Balance does look slightly on the toes (front of ball of foot) rather than 'in perfect balance'. Does seem to be a touch of EE and the finish indicates a small balance issue (left heel), though that may be a target-line weight shift/recovery, which may not such a bad thing.

If that's a 100% swing, then it might be worthwhile going to the 90-95% one, as the better contact normally more than makes up for the slightly lower swing speed. It's also amazing what effect weakening the grip a bit can have - all the way up to the right shoulder, which can have a knock on effect on balance! 

Keeping the hips still isn't the goal...Moving them correctly is. JustOne has a (sleep inducing) vid of what's meant to happen and Crossfield has one on preventing EE using some aids that I have had success with (balance bags).
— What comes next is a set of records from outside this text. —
PR #145, opened 2017-06-08
global: support `material` field for `publication_info`

spirosdelviniotis:
* Adds: support for `publication_info.material` field in `arxiv` unit tests.
* Adds: `pubinfo_material` field in `items.py`.
* Adds: support for `publication_info.material` field.
* Adds: support `publication_info.material` field for `arxiv` spider.
* Fixes: doc warning for `license` field.
* Adds: `make -C docs clean` command before building the docs in order
not to pass the build when retrying on travis if there are errors.

Addresses #128 

### DIFF
--- a/hepcrawl/pipelines.py
+++ b/hepcrawl/pipelines.py
@@ -93,6 +93,7 @@ class InspireAPIPushPipeline(object):
                     'page_end': item.pop('journal_lpage', ''),
                     'note': item.pop('journal_doctype', ''),
                     'pubinfo_freetext': item.pop('pubinfo_freetext', ''),
+                    'pubinfo_material': item.pop('pubinfo_material', ''),
                 }]
                 if item.get('journal_year'):
                     item['publication_info'][0]['year'] = int(
@@ -110,6 +111,7 @@ class InspireAPIPushPipeline(object):
             'journal_doctype',
             'journal_artid',
             'pubinfo_freetext',
+            'pubinfo_material',
         ])
 
         item = crawler2hep(dict(item))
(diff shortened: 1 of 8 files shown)


spirosdelviniotis:
With this PR  #145 and #144 , #143 , #141 the #128 Closes.

spirosdelviniotis:
Re-based!

tests/functional/arxiv/fixtures/arxiv_smoke_record.json
```diff
@@ -56,6 +56,11 @@
         "value": "Proc. of CRIS2015, Gallipoli, Italy, 8 pages, 17 figures, to appear\n  in Elsevier in Nuclear and Particle Physics Proceedings (2016)"
       }
     ],
+    "publication_info": [
+      {
+        "material": "publication"
+      }
+    ],
```
david-caro: We should not populate the `publication_info` if we only have `material`. We should have though an example of arxiv record with some publication info.

hepcrawl/pipelines.py
```diff
@@ -32,7 +32,8 @@ def has_publication_info(item):
         item.get('journal_fpage') or \
         item.get('journal_lpage') or \
         item.get('journal_artid') or \
-        item.get('journal_doctype')
+        item.get('journal_doctype') or \
+        item.get('pubinfo_material')
```
david-caro: The material should not be taken into account if it's only by itself, so an item that only has the material is not considered as having publication info.

spirosdelviniotis:
Ready! :smile:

But I think I'd swap my doddery old half swing for that one if offered!


----------



## the_coach (Dec 14, 2014)

some good movement going there. enjoy the new club.

would be good to see address, grip & swing from face on to see what the condition of the spine angle/head is like at the top of the swing.

would be worth getting a rod/club down to check your feet, hips, shoulder alignment, parallel left of target line.

maybe the right hand is somewhat under the handle, so the V if so would pointing outside the right shoulder at address, face at the top looks a little way closed, which will have an influence mostly subconscious on the movement necessary to deliver the club face back to impact to get ball to target.

just into & at impact the posture angles have been lost a little ways, the pelvic & spine angle have all straightened up some so they are in a pretty vertical condition.


----------



## the_coach (Dec 15, 2014)

[video=youtube_share;BAZKcL9C3-I]http://youtu.be/BAZKcL9C3-I[/video]


----------



## the_coach (Dec 15, 2014)

[video=youtube_share;7LnV6kR5V9E]http://youtu.be/7LnV6kR5V9E[/video]


----------



## the_coach (Dec 15, 2014)

[video=youtube_share;tQESBJB-vyQ]http://youtu.be/tQESBJB-vyQ[/video]


----------



## bobmac (Dec 15, 2014)

Kurt92 said:



			My bad shots are a low hook recently yeah.
		
Click to expand...

Thats due to the clubface pointing left at impact.
Try weakening the grip a little. That will fix the low hook.
If the contact is good and the change in the grip works, dont worry about anything else.
Just enjoy the good swing you've got


----------